§ **Task directions**
Look through the entries for the string "github", and copy each line that holds it.
─── Provided entries ───
PR #385, opened 2016-10-17
Add left-pad definition file

gabro:
As per https://twitter.com/lbljeffmo/status/788055941073731584


jeffmo:
Excellent work.

I guess we should now ship this then delete it for a day in protest, right?

gabro:
That's the plan: make flow a keystone of the global infrastructure and then threaten the world with a leftPad yielding any 😱

PR #388, opened 2016-10-18
[libdef] slug v 0.9.x

alexeygolev:


ckknight:
`SlugOptions` should be used as `$Shape<SlugOptions>` or similar because `slug('some string', { mode: 'rfc3986' });` should be completely valid, despite not having all properties of `SlugOptions`

jeffmo:
@ckknight: Mind sending a pull request?

ckknight:
Yeah, I can when I get home - `flow-typed run-tests` won't work behind my corporate network, apparently.

jeffmo:
Ah, yea `run-tests` needs to be able to download the flow binaries from github to run the tests.
(Maybe you need to set HTTP_PROXY? ....or just do it at home :) )

PR #391, opened 2016-10-18
fix ramda zipObj type

mgmcdermott:
Currently, the R.zipObj type is incorrect. If you look at the docs,
http://ramdajs.com/docs/#zipObj, you'll see that zipObj returns an
object given two arrays (hence the name zipObj). I have confirmed this
error in my own projects and thought I'd make a PR to fix it here.


jeffmo:
Nice catch!

To be sure, I've confirmed this to be true specifically in the v0.21 source here: https://github.com/ramda/ramda/blob/v0.21.0/src/zipObj.js#L16-L30

cc @alexeygolev as an FYI

jeffmo:
Can you add a test to verify this as well? Not sure why it was mistaken originally, but it would be good to be sure this fix doesn't regress.

mgmcdermott:
Sure thing. I updated the tests but I'm guessing you're thinking something along the lines of keeping one of the old tests and adding an `//$ExpectError`? Not familiar with testing flow libraries, I'm sure theres a more robust solution

jeffmo:
Oh...I think I somehow missed that you already updated/added tests.
Sorry about that, looks good. Thanks!

alexeygolev:
@mgmcdermott thank you!

PR #405, opened 2016-10-21
fix: ramda 0.21.x more cases of Maybe

mattgstevens:
Came across these issues when introducing flow-type into an existing project with ramda. Did not look to see if there are more instances where a Maybe is possible in the ramda docs.


mattgstevens:
Saw that the previous test run was failing with a 503 from npmjs.com

Rebased with the latest master and if the tests complete is there something else to do for the PR @marudor?

PR #408, opened 2016-10-23
Add `all` method to Express Application

LegNeato:
I'm not sure why, but this was needed to not throw an error in my code.


LegNeato:
Actually, this is now working.

PR #411, opened 2016-10-24
[WIP] Added _.create test, improved _.clone test for lodash

Leeds-eBooks:
Firstly, the `_.clone` test was not failing consistently, for two reasons: `$ExpectError` appears to cover the following block, not just the following line. If you have 2 lines that throw flow errors, and put `// $ExpectError` before the first line but not the second, both lines are allowed to pass the test. Secondly, the object passed to `_.clone()` was not typed strongly enough.

The main reason I have opened this PR is that `_.create` is not typed correctly. However, I can't find a way to do it correctly, so I'm opening this in the hope someone can help out.

``` javascript
var createdObj = _.create(createProto, {b: 2});
createdObj.b == 2;
```

This should pass, but flow errors out because the return type of `create<T>(prototype: T, properties?: Object)` is currently `$Supertype<T>`, making no mention of `properties` in the returned object.

Two points I can make with my limited understanding of OOP: Shouldn't the returned object be a _subtype_ of `T`, not a _supertype_? And how can we, in flow syntax, express the relationship of the returned object both to the prototype `T` and the properties `P`?

### DIFF
--- a/definitions/npm/lodash_v4.x.x/test_lodash-v4.x.x.js
+++ b/definitions/npm/lodash_v4.x.x/test_lodash-v4.x.x.js
@@ -19,11 +19,15 @@ _.find({x: 1, y: 2}, { x: 3 });
 /**
  * _.clone
  */
-_.clone({a: 1}).a == 1;
+ var cloned: {a: 1} = _.clone({a: 1})
+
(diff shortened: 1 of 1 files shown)


marudor:

PR #2419, opened 2018-06-24
Change $call to callable property syntax

mastertinner:
@wzrdzl 
@thymikee 
@rasmusprentow 
@mic
@bwlt 
@TLadd
@budde377


GAntoine:
Is this relevant to all versions of flow, or just 0.75+?

mastertinner:
Thanks, @GAntoine. I did as you suggested.

GAntoine:
You'll need to the cap the other version at `-0.74.x`, you're getting a disjoint flow version error. Let me know if you need some guidance in doing that. Also could you rebase both PRs on master? That will help fix one of the failing specs.

PR #2420, opened 2018-06-25
Use callable property syntax instead of $call

mastertinner:
This fixes a new error introduced with flow 0.75:
Deprecated $call syntax. Use callable property syntax instead.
───
§ **Response**
Ah, yea `run-tests` needs to be able to download the flow binaries from github to run the tests.
To be sure, I've confirmed this to be true specifically in the v0.21 source here: https://github.com/ramda/ramda/blob/v0.21.0/src/zipObj.js#L16-L30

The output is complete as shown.